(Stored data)
━━━━━━

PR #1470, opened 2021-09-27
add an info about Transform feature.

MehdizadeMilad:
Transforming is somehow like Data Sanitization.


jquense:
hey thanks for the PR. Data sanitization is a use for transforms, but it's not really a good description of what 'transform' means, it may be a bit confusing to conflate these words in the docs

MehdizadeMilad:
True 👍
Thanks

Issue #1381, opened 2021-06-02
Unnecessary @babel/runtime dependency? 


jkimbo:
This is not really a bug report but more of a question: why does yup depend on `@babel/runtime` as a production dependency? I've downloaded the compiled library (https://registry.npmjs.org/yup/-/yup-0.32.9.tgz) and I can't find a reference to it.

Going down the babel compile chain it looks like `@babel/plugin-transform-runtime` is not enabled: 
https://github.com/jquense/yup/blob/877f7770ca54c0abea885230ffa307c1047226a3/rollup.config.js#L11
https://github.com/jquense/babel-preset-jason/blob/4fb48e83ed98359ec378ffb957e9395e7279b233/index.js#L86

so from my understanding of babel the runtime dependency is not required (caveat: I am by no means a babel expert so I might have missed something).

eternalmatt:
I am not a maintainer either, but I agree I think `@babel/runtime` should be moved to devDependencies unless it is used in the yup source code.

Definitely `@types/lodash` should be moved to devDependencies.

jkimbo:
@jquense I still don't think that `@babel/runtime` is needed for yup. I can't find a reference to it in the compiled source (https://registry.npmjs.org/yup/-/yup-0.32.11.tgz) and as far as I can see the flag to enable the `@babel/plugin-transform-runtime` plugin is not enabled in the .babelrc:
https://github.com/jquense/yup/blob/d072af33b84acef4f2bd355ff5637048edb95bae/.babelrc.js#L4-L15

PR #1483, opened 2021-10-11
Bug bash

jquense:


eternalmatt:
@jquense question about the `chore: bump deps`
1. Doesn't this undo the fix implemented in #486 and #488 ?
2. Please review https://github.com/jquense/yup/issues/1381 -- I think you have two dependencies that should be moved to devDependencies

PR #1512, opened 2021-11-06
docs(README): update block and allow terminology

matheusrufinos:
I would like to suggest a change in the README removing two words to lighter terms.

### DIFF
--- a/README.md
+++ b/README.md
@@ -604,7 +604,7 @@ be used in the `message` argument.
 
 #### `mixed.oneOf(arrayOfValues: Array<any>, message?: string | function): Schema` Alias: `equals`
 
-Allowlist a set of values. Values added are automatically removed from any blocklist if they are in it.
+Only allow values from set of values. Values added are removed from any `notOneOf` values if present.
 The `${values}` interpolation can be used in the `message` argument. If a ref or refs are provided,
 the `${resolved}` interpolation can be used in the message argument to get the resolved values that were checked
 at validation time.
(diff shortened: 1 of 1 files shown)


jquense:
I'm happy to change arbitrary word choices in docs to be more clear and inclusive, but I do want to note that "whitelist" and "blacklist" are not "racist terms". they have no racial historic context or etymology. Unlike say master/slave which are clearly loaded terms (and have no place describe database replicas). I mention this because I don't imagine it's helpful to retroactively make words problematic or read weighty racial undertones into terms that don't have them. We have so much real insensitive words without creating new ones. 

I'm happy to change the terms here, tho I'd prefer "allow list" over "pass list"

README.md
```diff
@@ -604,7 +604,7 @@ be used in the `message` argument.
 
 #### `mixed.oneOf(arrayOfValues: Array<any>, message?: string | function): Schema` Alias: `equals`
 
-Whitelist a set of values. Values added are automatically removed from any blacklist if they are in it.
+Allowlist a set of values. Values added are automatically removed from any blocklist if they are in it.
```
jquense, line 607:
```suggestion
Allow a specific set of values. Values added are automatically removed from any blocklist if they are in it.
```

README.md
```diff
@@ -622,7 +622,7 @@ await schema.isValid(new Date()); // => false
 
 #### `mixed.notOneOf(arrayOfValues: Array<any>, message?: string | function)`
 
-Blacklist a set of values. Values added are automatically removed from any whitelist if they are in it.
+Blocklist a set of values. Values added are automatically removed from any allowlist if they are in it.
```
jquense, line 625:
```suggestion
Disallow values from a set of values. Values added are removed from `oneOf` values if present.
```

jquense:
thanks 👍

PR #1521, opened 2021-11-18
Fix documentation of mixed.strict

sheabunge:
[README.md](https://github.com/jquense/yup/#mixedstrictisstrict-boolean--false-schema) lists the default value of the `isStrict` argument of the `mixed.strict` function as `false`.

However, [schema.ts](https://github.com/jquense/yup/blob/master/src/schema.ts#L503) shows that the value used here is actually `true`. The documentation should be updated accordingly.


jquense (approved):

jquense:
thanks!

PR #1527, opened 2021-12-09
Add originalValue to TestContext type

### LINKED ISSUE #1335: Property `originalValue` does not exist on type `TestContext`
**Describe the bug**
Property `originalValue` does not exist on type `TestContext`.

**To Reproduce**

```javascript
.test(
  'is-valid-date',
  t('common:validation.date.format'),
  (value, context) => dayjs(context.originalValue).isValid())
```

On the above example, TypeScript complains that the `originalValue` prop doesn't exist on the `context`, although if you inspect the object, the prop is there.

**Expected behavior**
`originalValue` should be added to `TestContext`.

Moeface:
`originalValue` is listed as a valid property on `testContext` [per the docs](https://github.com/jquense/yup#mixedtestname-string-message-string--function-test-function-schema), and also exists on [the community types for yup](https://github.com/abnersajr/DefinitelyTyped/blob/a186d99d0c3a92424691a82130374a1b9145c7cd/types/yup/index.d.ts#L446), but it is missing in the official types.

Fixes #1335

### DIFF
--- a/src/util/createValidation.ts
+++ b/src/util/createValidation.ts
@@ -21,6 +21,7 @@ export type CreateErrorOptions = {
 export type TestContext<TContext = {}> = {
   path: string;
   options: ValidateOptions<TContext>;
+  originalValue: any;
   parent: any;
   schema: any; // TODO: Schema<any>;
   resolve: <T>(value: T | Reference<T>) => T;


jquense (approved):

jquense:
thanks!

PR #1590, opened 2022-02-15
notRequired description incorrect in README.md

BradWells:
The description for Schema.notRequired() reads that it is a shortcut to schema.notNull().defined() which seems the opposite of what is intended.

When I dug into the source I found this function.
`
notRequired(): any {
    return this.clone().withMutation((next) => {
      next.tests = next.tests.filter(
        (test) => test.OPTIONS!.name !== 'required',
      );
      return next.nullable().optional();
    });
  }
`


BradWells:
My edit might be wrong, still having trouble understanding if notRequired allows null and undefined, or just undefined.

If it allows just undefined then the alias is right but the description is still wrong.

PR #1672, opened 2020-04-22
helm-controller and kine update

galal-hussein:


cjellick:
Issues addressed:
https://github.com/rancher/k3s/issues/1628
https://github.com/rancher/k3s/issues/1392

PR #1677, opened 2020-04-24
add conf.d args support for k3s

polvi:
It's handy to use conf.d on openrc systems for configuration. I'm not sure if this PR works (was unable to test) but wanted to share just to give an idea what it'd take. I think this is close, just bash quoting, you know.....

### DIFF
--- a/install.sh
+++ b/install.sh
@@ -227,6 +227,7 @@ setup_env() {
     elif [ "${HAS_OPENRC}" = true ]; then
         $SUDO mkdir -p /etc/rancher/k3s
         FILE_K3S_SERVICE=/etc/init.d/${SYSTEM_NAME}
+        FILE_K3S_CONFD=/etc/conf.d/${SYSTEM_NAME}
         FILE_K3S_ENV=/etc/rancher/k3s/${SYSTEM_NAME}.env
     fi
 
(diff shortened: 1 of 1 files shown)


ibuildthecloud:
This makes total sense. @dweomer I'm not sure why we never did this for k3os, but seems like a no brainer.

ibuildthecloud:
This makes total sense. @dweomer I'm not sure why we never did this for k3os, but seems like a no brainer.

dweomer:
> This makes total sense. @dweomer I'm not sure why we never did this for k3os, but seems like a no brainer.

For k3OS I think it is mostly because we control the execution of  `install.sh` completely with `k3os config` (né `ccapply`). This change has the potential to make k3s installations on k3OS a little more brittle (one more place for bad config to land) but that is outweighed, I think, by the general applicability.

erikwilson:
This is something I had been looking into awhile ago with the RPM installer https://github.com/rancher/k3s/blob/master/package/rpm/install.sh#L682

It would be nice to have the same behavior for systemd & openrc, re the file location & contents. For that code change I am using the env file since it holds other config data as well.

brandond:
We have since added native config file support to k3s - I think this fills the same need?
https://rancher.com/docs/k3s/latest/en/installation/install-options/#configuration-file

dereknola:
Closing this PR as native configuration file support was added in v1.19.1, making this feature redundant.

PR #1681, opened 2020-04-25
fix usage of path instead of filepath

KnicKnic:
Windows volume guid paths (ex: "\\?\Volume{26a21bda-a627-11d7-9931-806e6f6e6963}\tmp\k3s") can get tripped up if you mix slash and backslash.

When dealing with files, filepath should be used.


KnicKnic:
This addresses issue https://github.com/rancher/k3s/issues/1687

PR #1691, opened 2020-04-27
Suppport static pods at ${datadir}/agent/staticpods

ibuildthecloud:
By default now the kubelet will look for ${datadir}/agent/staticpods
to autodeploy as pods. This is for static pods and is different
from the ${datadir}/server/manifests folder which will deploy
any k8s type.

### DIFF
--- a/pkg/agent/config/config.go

━━━━━━

* YOUR TASK
Wherever the string "behavior" appears in a line above, copy that line.

* EXERCISE SOLUTION
**Expected behavior**
It would be nice to have the same behavior for systemd & openrc, re the file location & contents. For that code change I am using the env file since it holds other config data as well.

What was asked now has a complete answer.